Gillian Tan is a Bloomberg Gadfly columnist covering deals and private equity. She previously was a reporter for the Wall Street Journal. She is a qualified chartered accountant.

It's been a little over four months since outdoor-gear retailer Cabela's Inc. agreed to a $5.5 billion takeover by closely-held rival Bass Pro Shops at a mammoth premium, valuing it at $65.50 apiece. Since then, it has slipped more than 26 percent from its post-offer peak to as low as $46.28 on Wednesday because the deal, once a sure thing, is now anything but.

Analysts and investors believe Cabela's could sink even lower -- to say, $35, if a deal isn't consummated.  But if a transaction is completed, even at a renegotiated price, the stock is arguably trading at steeper discount than it deserves. Which will it be?

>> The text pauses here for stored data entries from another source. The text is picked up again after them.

Issue #8138, opened 2017-10-21
tsconfig paths and module resolution errors in VS Code


SpiraMira:
### Bug Report or Feature Request (mark with an `x`)
```
- [x] bug report -> please search issues before submitting
- [ ] feature request
```

### Versions.

> @angular/cli: 1.4.9
node: 7.9.0
os: darwin x64
@angular/animations: 4.4.5
@angular/common: 4.4.5
@angular/compiler: 4.4.5
@angular/core: 4.4.5
@angular/forms: 4.4.5
@angular/http: 4.4.5
@angular/platform-browser: 4.4.5
@angular/platform-browser-dynamic: 4.4.5
@angular/router: 4.4.5
@angular/cli: 1.4.9
@angular/compiler-cli: 4.4.5
typescript: 2.3.4

macOS Sierra 10.12.6
VS Code 1.17.2
### Repro steps.

My tsconfig path property seems broken.
When I replace my path mapped imports (@shared, @assets etc.) with the equivalent coded relative paths, typescript module resolution seems to work (vs code intellisense is happy)
I have a large angular 2 project and am used to aliasing my asset and shared directories this way.
NOTE: project builds and (seems) to run just fine
This has been reported often, but I can't make sense of the current state of this issue.
This more than annoying as VS Code reports Angular spurious errors on all of my components.
I also suspect this is why I get the infamous Can't read property isSkipSelf of null when I open my templates (html) in VS Code.
I was running 1.4.2 and just tried ~1.4.2, which resolves to 1.4.9 in my package.json, to no avail.
Will 1.5.x fix this?
How can I help debug this without providing a copy of my app?

Thanks in advance. Regards.

filipesilva:
Can you setup a minimal repro please? You can read [here](https://github.com/angular/angular-cli/blob/master/CONTRIBUTING.md#-submitting-an-issue) why this is needed. A good way to make a minimal repro is to create a new app via `ng new repro-app` and adding the minimum possible code to show the problem. Then you can push this repository to github and link it here.

Veabers:
I am not the OP, but here is a sample repo showing a component imported via the path alias displaying the "Cannot find module" error in vscode, but successfully building with npm run build --prod.

https://github.com/Veabers/tsconfig-paths-repro-app

sandangel:
vscode seem to only look into nearest tsconfig.json file, while angular read your tsconfig.app.json You should add relative path config to both tsconfig.json and tsconfig.app.json.

[...]

PR #13700, opened 2019-02-18
Web Worker support

filipesilva:
Followup to https://github.com/angular/angular-cli/pull/12575

Todo:
- [x] base implementation
- [x] tests for base implementation
- [x] typescript support
  - [x] make POC
  - [x] test rebuilds work
  - [x] figure out tsconfig setup
  - [x] keep the worker AngularCompilerPlugin from looking for lazy routes and other Angular-specific functionality
- [x] decide on flag names
- [x] documentation (to be added to AIO via https://github.com/angular/angular/pull/29633)
- [x] fix/workaround warning in https://github.com/GoogleChromeLabs/worker-plugin/issues/20
- [x] sketch out future interaction with `@angular-devkit/platform-worker`

Close https://github.com/angular/angular-cli/issues/5885


packages/angular/cli/lib/config/schema.json
```diff
@@ -835,6 +835,11 @@
             "ngswConfigPath": {
               "type": "string",
               "description": "Path to ngsw-config.json."
+            },  
+            "autoBundleWorkerModules": {
```
alan-agius4: Maybe we can change the name? Not very keen on this one.

filipesilva: Igor also wasn't keen on the name, so I image we will change it.

We also need an option for the worker tsconfig.

Serginho:
@filipesilva I'm following this feature closely and I can see worker plugin won't support lazy loading.

Why don't you bundle the workers using webpack multiple targets?
`export.module = [{target: 'web', ....}, {target: 'webworker' ...}]`

Or maybe you are not doing this thinking in platform-webworker.

filipesilva:
@Serginho at the moment I'm just following the base functionality of https://github.com/googlechromelabs/worker-plugin. It only supports `{ type:'module' }`. The functionality as is right now isn't meant to support `@angular/platform-webworker`, but rather just to bundle web workers.

packages/angular/cli/lib/config/schema.json
developit: Suggestion: `bundleModuleWorkers`

packages/angular_devkit/build_angular/src/angular-cli-files/models/webpack-configs/common.ts
```diff
@@ -128,6 +129,11 @@ export function getCommonConfig(wco: WebpackConfigOptions) {
     });
   }
 
+  if (buildOptions.autoBundleWorkerModules) {
+    const workerPluginInstance = new WorkerPlugin();
```
developit: As per my reply to googlechromelabs/worker-plugin#20, you can now pass an option to suppress the `globalObject` warning:

```suggestion
    const workerPluginInstance = new WorkerPlugin({
      globalObject: false
    });
```

filipesilva: Following our conversation in https://github.com/GoogleChromeLabs/worker-plugin/issues/20, I think `false` really is the best option for our case since we don't emphasize HMR in Angular CLI. We'll probably revisit this setting in the future.

developit: Yup! I figured that'd be the case. Cheers.

packages/angular_devkit/build_angular/src/angular-cli-files/models/webpack-configs/worker.ts
```diff
@@ -0,0 +1,29 @@
...
+
+
+export function getWorkerConfig(wco: WebpackConfigOptions): Configuration {
+  const { buildOptions } = wco;
+  const workerTsConfigPath = buildOptions.workerTsConfig
+    ? resolve(wco.root, buildOptions.workerTsConfig)
+    : undefined;
+
+  return {
+    plugins: [new WorkerPlugin({
```
filipesilva: The child compilation where this plugin runs doesn't seem to run the environment hook.

This messes up virtual file system creation for AngularCompilerPlugin and breaks compilation.

filipesilva: Fixed by making the webpack plugin in child compilations pick up the parent WebpackCompilerHost from the VirtualFileSystemDecorator.

packages/angular/cli/lib/config/schema.json
```diff
@@ -836,6 +836,11 @@
...
```
hansl: This doesn't seem to be used.

filipesilva: Good catch 👍

packages/schematics/angular/web-worker/index.ts
```diff
@@ -0,0 +1,175 @@
...
+        if (filesAstNode.value.indexOf(workerGlob) == -1) {
+          appendValueInAstArray(recorder, filesAstNode, workerGlob);
+        }
+      }
+
+      host.commitUpdate(recorder);
+    }
+
+    // Add webworker lib to root tsconfig for editor support
+    // TODO
```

Deal, New Deal or No Deal?
Bass Pro's acquisition of Cabela's faces challenges but only a couple of Wall Street analysts have pared their expectations
Source: Bloomberg

Here's why shareholders are rightly concerned:

Credit-card business: Part of the reason the deal took so long to come together was that Cabela's had to simultaneously line up buyers for both its retail and credit-card arms. Capital One Financial Corp. faces an uphill climb gaining approval from the Office of the Comptroller of the Currency to buy the latter because it's still in the doghouse with the regulator due to compliance deficiencies related to its program that prevents money laundering. There's a chance that new officials named to join the OCC in coming months could encourage the agency to soften its stance. Failing that, it seems that Cabela's can pay a $14 million break fee to Capital One. That creates an opportunity for other would-be buyers of the credit-card unit, which include Synchrony Financial Corp., Bank of America Corp., Citigroup Inc. and Toronto-Dominion Bank, according to Stephens Inc. analysts. But either way, there's uncertainty about this part of the deal.

Competition concerns: The deal is undergoing additional review by the U.S. Federal Trade Commission. The merger's chances may be dented by the fact that one competitor of the two chains, Gander Mountain & Co., is reportedly preparing to file for bankruptcy. 

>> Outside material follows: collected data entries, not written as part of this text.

PR #13710, opened 2019-02-19
fix(@schematics/angular): add file extensions to style prompt

alan-agius4:
This is causing major confusion as users are not aware that choosing `sass` will generate files with `scss` extension.

Another reason for this confusion is that in other schematics, `style` accepts either a preprocessor or file extension while in this prompt only a preprocessor is provided.


alan-agius4:
@filipesilva & @hansl, all agree with this as well?

PR #13712, opened 2019-02-19
fix(@angular/cli): remove redundant typescript/compiler-cli compatibility check

clydin:
Angular 5.0+ has a full peer dependencies setup (with 6.0+ also having a configurable runtime error check) to ensure that an appropriate version of typescript is available for compilation.  Angular CLI 8.0+ does not support Angular versions prior to these and therefore the warning is redundant.  For the case where the developer wishes to use an unsupported TypeScript version, the developer would currently need to adjust two similar but differently named settings in two different configuration files.  With this change only one is needed.


packages/angular/cli/upgrade/version.ts
```diff
@@ -110,67 +109,4 @@ export class Version {
     }
   }
 
-  static assertTypescriptVersion(projectRoot: string) {
-    if (!isWarningEnabled('typescriptMismatch')) {
```
filipesilva: We should also deprecate, or wholly remove, this option. There are many files that reference it, including tests.

clydin: Cleaned up the option as well.

PR #13715, opened 2019-02-20
Architect browser schema

hansl:
refactor(@angular-devkit/build-angular): clean up some interfaces and schemas

Remove the manually maintained schema.d.ts from the browser builder, and use
the Schema JSON file to generate it. This had a lot of repercussions around
the whole build-angular code base and the different interfaces that were
manually kept.


packages/angular_devkit/build_angular/test/browser/source-map_spec_large.ts
```diff
@@ -120,8 +121,10 @@ describe('Browser Builder source map', () => {
   it('supports styles only sourcemaps', (done) => {
     const overrides: Partial<BrowserBuilderSchema> = {
       sourceMap: {
```
alan-agius4: why are these options required now?

packages/angular_devkit/build_angular/src/angular-cli-files/models/webpack-configs/browser.ts
```diff
@@ -67,9 +67,9 @@ export function getBrowserConfig(wco: WebpackConfigOptions) {
 
   if (!isEval && (scriptsSourceMap || stylesSourceMap)) {
     extraPlugins.push(getSourceMapDevTool(
-      scriptsSourceMap,
-      stylesSourceMap,
-      hiddenSourceMap,
+      scriptsSourceMap === undefined ? true : scriptsSourceMap,
```
alan-agius4: Can we use the normalizeSourceMapOptions method for this cases, setting these default in multiple places seems risky.

packages/angular_devkit/build_angular/src/angular-cli-files/models/webpack-configs/server.ts
```diff
@@ -21,9 +21,9 @@ export function getServerConfig(wco: WebpackConfigOptions) {
     const { scripts, styles, hidden } = wco.buildOptions.sourceMap;
 
     extraPlugins.push(getSourceMapDevTool(
-      scripts,
-      styles,
-      hidden,
+      scripts === undefined ? true : scripts,
+      styles === undefined ? true : styles,
+      hidden === undefined ? true : hidden,
```
alan-agius4: When undefined` it's `true`? this is changing the behaviour

packages/angular_devkit/build_angular/src/dev-server/index.ts
```diff
@@ -105,7 +86,7 @@ export class DevServerBuilder implements Builder<DevServerBuilderOptions> {
         const serverAddress = url.format({
           protocol: options.ssl ? 'https' : 'http',
           hostname: options.host === '0.0.0.0' ? 'localhost' : options.host,
-          port: options.port.toString(),
+          port: (options.port || 4200).toString(),
```
alan-agius4: Why not use the defaults in the schema?

packages/angular_devkit/build_angular/src/angular-cli-files/models/webpack-configs/browser.ts
hansl: We should, or at least add MORE normalizing methods.

packages/angular_devkit/build_angular/src/angular-cli-files/models/webpack-configs/server.ts
hansl: Current behavior is to default to true, no? The schema says it's true by default, the type says it's optional.

packages/angular_devkit/build_angular/src/dev-server/index.ts
hansl: The type is optional, so typescript complains here. I need to figure out how to better do this.

packages/angular_devkit/build_angular/test/browser/source-map_spec_large.ts
hansl: They're not, I just went back and forth between required and not required.

packages/angular_devkit/build_angular/src/angular-cli-files/models/webpack-configs/server.ts
alan-agius4: It’s true for souceMap but not when it’s a complex object, when it is a complex object at the moment, hidden is also false.

PR #13716, opened 2019-02-20
fix(@schematics/angular): fix missing semicolons in extensions.json.template

cipchk:
Fixes #13716


cipchk:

Gun sales: As my colleague Brooke Sutherland has written, fear-driven gun purchases subsided when Republican Donald Trump won November's election. This is evidenced by Vista Outdoor Inc.'s recent tumble to a record low on the back of weak gun demand and growing inventory. 

Not-So-Great Expectations
Changing business conditions have dented investor confidence about whether a Cabela's-Bass Pro deal -- in its current form -- will be consummated
Source: Bloomberg

Tax reform: The introduction of a border-adjustment tax as well as the removal of interest deductibility could hurt a combined Bass Pro, which is set to take on a relatively heavy debt burden in its purchase of Cabela's. While the company could enjoy tax benefits attached to the construction of new stores and a lower overall corporate tax rate, these may not outweigh the losses created by other changes to the tax code.

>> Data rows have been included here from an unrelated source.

PR #13720, opened 2019-02-20
fix(@schematics/angular): `findModuleFromOptions` not handling proper…

### LINKED ISSUE #13714: Newly created component not being added to submodule
# 🐞 Bug report

```
- [X] new
- [ ] build
- [ ] serve
- [ ] test
- [ ] e2e
- [ ] generate
- [ ] add
- [ ] update
- [ ] lint
- [ ] xi18n
- [ ] run
- [ ] config
- [ ] help
- [ ] version
- [ ] doc
```

### Is this a regression?

 Not sure

#### Expected behaviour:
When a new component is generated using `ng g c someModule/newComponent`, it should be added to sub module.

#### Actual behaviour:
Newly generated component is added to root module instead of in sub module.

#### Scenario:
If i have a submodule called DeleteModule
app ===> delete ===> delete.module.ts

and if generate a component using` ng g c delete/newComponent`. the newly generated components is added to DeleteModule. However if my DeleteModule's structure is
app => FeatureModule ===> delete ===> delete.module.ts

and i try to generate new component using `ng g c FeatureModule/delete/someComponent`, thee newly generated component is added to root module instead of in sub module.

## 🔬 Minimal Reproduction
1. Create a new angular project using ng new app.
2. Create a sub module using `ng g m FeatureModule/delete`.
3. Create a component using `ng g c FeatureModule/delete/newComponent`.

## 🔥 Exception or Error
None
</code></pre>

## 🌍 Your Environment
<pre><code>
Defaults
</code></pre>

**Anything else relevant?**
None

alan-agius4:
…ly different casing in name

At the moment users can have various casing and separators in paths, we should not always dasherize the name when resolving modules.

As for example when providing something like:

```
/module/SubModule/feature
```

It won't be able to resolve the modules properly as `sub-module` does't exist.

This PR also updates the test for underscore as previously it was not properly testing this usercase, since the formatter was used on name and not th path.

Fixes #13714

### DIFF
--- a/packages/schematics/angular/utility/find-module.ts
+++ b/packages/schematics/angular/utility/find-module.ts
@@ -12,7 +12,6 @@ import {
   join,
   normalize,
   relative,
-  strings,
 } from '@angular-devkit/core';
 import { DirEntry, Tree } from '@angular-devkit/schematics';
 
@@ -25,7 +24,6 @@ export interface ModuleOptions {
   skipImport?: boolean;
   moduleExt?: string;
   routingModuleExt?: string;
-  nameFormatter?: (str: string) => string;
 }
 
 const MODULE_EXT = '.module.ts';
@@ -43,8 +41,7 @@ export function findModuleFromOptions(host: Tree, options: ModuleOptions): Path 
   const routingModuleExt = options.routingModuleExt || ROUTING_MODULE_EXT;
 
   if (!options.module) {
-    options.nameFormatter = options.nameFormatter || strings.dasherize;
-    const pathToCheck = (options.path || '') + '/' + options.nameFormatter(options.name);
+    const pathToCheck = (options.path || '') + '/' + options.name;
 
     return normalize(findModule(host, pathToCheck, moduleExt, routingModuleExt));
   } else {
--- a/packages/schematics/angular/utility/find-module_spec.ts
+++ b/packages/schematics/angular/utility/find-module_spec.ts
@@ -5,7 +5,7 @@
  * Use of this source code is governed by an MIT-style license that can be
  * found in the LICENSE file at https://angular.io/license
  */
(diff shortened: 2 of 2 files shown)


packages/schematics/angular/utility/find-module_spec.ts
```diff
@@ -111,12 +111,20 @@ describe('find-module', () => {
       expect(modPath).toEqual('/projects/my-proj/src/app.module.ts' as Path);
     });
 
-    it('should find a module if nameFormatter is provided', () => {
```
alan-agius4: this test was actually not testing anything, as `nameFormatter ` was only used when `name` is provided

packages/schematics/angular/utility/find-module.ts
```diff
@@ -25,6 +24,7 @@ export interface ModuleOptions {
   skipImport?: boolean;
   moduleExt?: string;
   routingModuleExt?: string;
+  /** @deprecated This option is no longer required and will be removed in version 9 */
```
clydin: These are all internal.  The deprecation isn’t necessary here.

alan-agius4: The thing is that this is used within google so while it’s used internally if we remove it it will break inside google.

clydin: That would actually be more of a reason to completely remove it since you would then get a compile time error instead of differing runtime behavior; which may not be initially noticed.

alexeagle: Removing it is okay too, but @kyliau should probably try a g3sync to see how difficult it will be to keep the sync going.
We haven't synced it in a while IIRC so it might already be hard to do...

alan-agius4: Removed

PR #13726, opened 2019-02-20
update default packages

hpigula:


alan-agius4:
Hi, the dependencies added here are not used internally within the CLI and hence should not be added.

Thanks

Cabela's reports fourth-quarter earnings on Thursday. Any reassurance that a deal is on track or that both parties have agreed to a renegotiated price will give investors some long-awaited comfort. But even failing that, shareholders may want to refrain from punishing the stock any further. They should remember that Bass Pro is a motivated buyer, with a $230 million break fee on the line. It won't want to let Cabela's off its hook quite so easily.

Fishing for a Discount
Lenders are already showing concern regarding the underlying performance of the combined retailer
Source: Bloomberg

This deal has taken some blows, but not necessarily fatal ones. 

This column does not necessarily reflect the opinion of Bloomberg LP and its owners.

  1. Activist Elliott Management Corp., responsible for putting the company in play, didn't stick around -- the firm sold its 9.2 percent stake during the fourth quarter, according to a filing late Tuesday.

  2. While Cabela's can't solicit competing proposals for the credit-card business, if one was received, the company could pay this fee to get out of its deal with Capital One. It could even break the deal without having to pay anything if it's proven that Capital One misrepresented its ability to obtain timely approval from bank regulators, or if both Capital One and Cabela's mutually agree on a termination.

  3. As of Wednesday,  SunTrust Robinson Humphrey still pegged a 70 percent probability of the deal getting done. 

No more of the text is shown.